ココロはにぃー、と歯を見せて笑うと、アイとカナデにしか聞き取れない声量で言う。
「だって『お友達』としての『お付き合い』なら、間違ってないもん」
その発言にアイもカナデもぎょっとして返す言葉がなかった。
ココロはカナデの目をしっかりと見る。
「カナデくん。私、高瀬心って言うの。これからよろしく」
「ねえ、ココロ。
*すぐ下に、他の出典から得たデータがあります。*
PR #3307, opened 2018-06-28
Update/specify the eval order in a way compatible with pg

knz:
Relevant pg docs:

https://www.postgresql.org/docs/10/static/sql-expressions.html#SYNTAX-EXPRESS-EVAL

https://www.postgresql.org/docs/10/static/functions-conditional.html#FUNCTIONS-CASE

https://www.postgresql.org/docs/10/static/functions-conditional.html#FUNCTIONS-COALESCE-NVL-IFNULL

### DIFF
--- a/v1.0/sql-expressions.md
+++ b/v1.0/sql-expressions.md
@@ -336,7 +336,7 @@ The subscripted expression must have an array type; the index expression
 must have type `INT`.  The result has the element type of the
 subscripted expression.
 
-## Conditional Expressions and Boolean Short-Circuit Operations
+## Conditional Expressions
 
 Expressions can test a conditional expression and, depending on whether
 or which condition is satisfied, evaluate to one or more additional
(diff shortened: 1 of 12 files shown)


andy-kimball:
:lgtm:

+@knz, did you verify that Postgres guarantees short-circuit behavior for the operators other than `CASE`? I don't want to go beyond what Postgres does...

---

Review status: :shipit: complete! 0 of 0 LGTMs obtained (and 1 stale)

---



*Comments from [Reviewable](https://reviewable.io/reviews/cockroachdb/docs/3307#-:-LG5vPoG6RPWc10TGCL5:b-cc9639)*

knz:
> did you verify that Postgres guarantees short-circuit behavior for the operators other than CASE? I don't want to go beyond what Postgres does...

Have you checked the linked documentation? I put the links in the commit message exactly because I wanted you to satisfy yourself this is indeed the case.

(Regarding the IF syntax. This syntax is not provided by PostgreSQL but as we discussed before it should be desugared to CASE, so the CASE semantics apply.)

knz:
I fixed the broken links too.

knz:
I'll merge this for now, we can fix further in separate PRs if needed.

あなた男には興味ないって言いましたよね」
「うん」
「なら、あなたの話によく出てくる幼なじみはなんですの?」
「カケルくんのこと? カケルくんはそういうんじゃないしなあ。というより」
「というより?」
「カケルくんを男として見たことないや」
「・・・・・・あなた、本当にいろいろとどうかと思うわ」
最初、ココロの友人はボーイッシュの女の子にしようとしたんですが、男性キャラと性格がかぶりそうだったため急遽お嬢様口調の子に変更しました。
こういう感じの子を書いたことがないため、おかしいところがあるかもしれません。
一応言っておきますが
カケル主人公、ココロがヒロインです。